I’m excited to join the NMPBS team this week as a correspondent, building on the partnership between the station and KUNM Radio, where listeners usually find me hosting NPR’s “All Things Considered.” This week’s roundtable discussion on New Mexico in Focus builds on reporting I’ve done at KUNM on the shortage of public employees, which has persisted both nationally and locally since the pandemic.

We’ve assembled a group of key players when it comes to working for state and local governments, including the secretary of the Workforce Solutions Department Sarita Nair, Acting Director of the State Personnel Office Dylan Lange, AFSCME Council 18 President Casey Padilla, and Acting HR Director at the City of Albuquerque Patricia Tafoya-Harris.

We’ll get a grasp on the scope of the staffing shortages in departments that provide public services — including a nearly 25% vacancy rate at the state. There are a number of factors driving the issue, and we’ll explore what our panelists are hearing from former and would-be employees, as well as what their own data shows.

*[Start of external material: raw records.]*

PR #412, opened 2025-09-04
policy/ai: enable webhook on LLM response

shashankram:
Adds the ability to send LLM response to a webhook if a webhook policy exists for the response.

### DIFF
--- a/crates/agentgateway/src/llm/mod.rs
+++ b/crates/agentgateway/src/llm/mod.rs
@@ -230,7 +230,7 @@ impl AIProvider {
 
 	pub async fn process_request(
 		&self,
-		client: client::Client,
+		client: &client::Client,
 		policies: Option<&Policy>,
 		req: Request,
 		tokenize: bool,
@@ -299,6 +299,7 @@ impl AIProvider {
 
 	pub async fn process_response(
 		&self,
+		client: &client::Client,
 		req: LLMRequest,
 		rate_limit: LLMResponsePolicies,
 		log: AsyncLog<llm::LLMResponse>,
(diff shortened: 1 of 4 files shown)


crates/agentgateway/src/llm/mod.rs
```diff
@@ -360,13 +361,17 @@ impl AIProvider {
...
-				if let Some(dr) =
-					Policy::apply_response_prompt_guard(&mut success, &rate_limit.prompt_guard)
-						.await
-						.map_err(|e| {
-							warn!("failed to apply response prompt guard: {e}");
-							AIError::PromptWebhookError
-						})? {
+				if let Some(dr) = Policy::apply_response_prompt_guard(
+					client,
+					&mut success,
```
howardjohn, line 366: is the headers to the webhook supposed to be the response headers, or the request headers? @npolshakova @andy-fong

crates/agentgateway/src/llm/policy.rs
```diff
@@ -648,6 +737,25 @@ mod webhook {
...
+		let whr = build_request_for_response(target, http_headers, resp)?;
+		let res = client
+			.call(client::Call {
+				req: whr,
+				target: target.clone(),
+				transport: Default::default(), // TODO: use policies
+			})
+			.await?;
+		let bb = axum::body::to_bytes(res.into_body(), 2_097_152).await?;
+		let parsed = serde_json::from_slice::<GuardrailsPromptResponse>(&bb)?;
```
howardjohn: very nit: we have a `json::from_body<T>` helper

howardjohn (approved):

crates/agentgateway/src/llm/policy.rs
shashankram: done

crates/agentgateway/src/llm/mod.rs
shashankram: for the response moderation, wouldn't response headers be necessary?

howardjohn: I have no clue 😄I could see it going either way

shashankram: It would be odd to send the request headers for response moderation. I don't believe there's a use case to do so currently.

howardjohn (approved):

What role has the pandemic played in this? What about retirements amid an aging workforce? How can the public sector keep up with private business wages and hold on to more workers? And what happens when the state’s oil- and gas-fueled record budget inevitably falters?

We hear about what it looks like on the ground when public services are short staffed and what efforts the state, city and labor union are taking on to help shore up the workforce.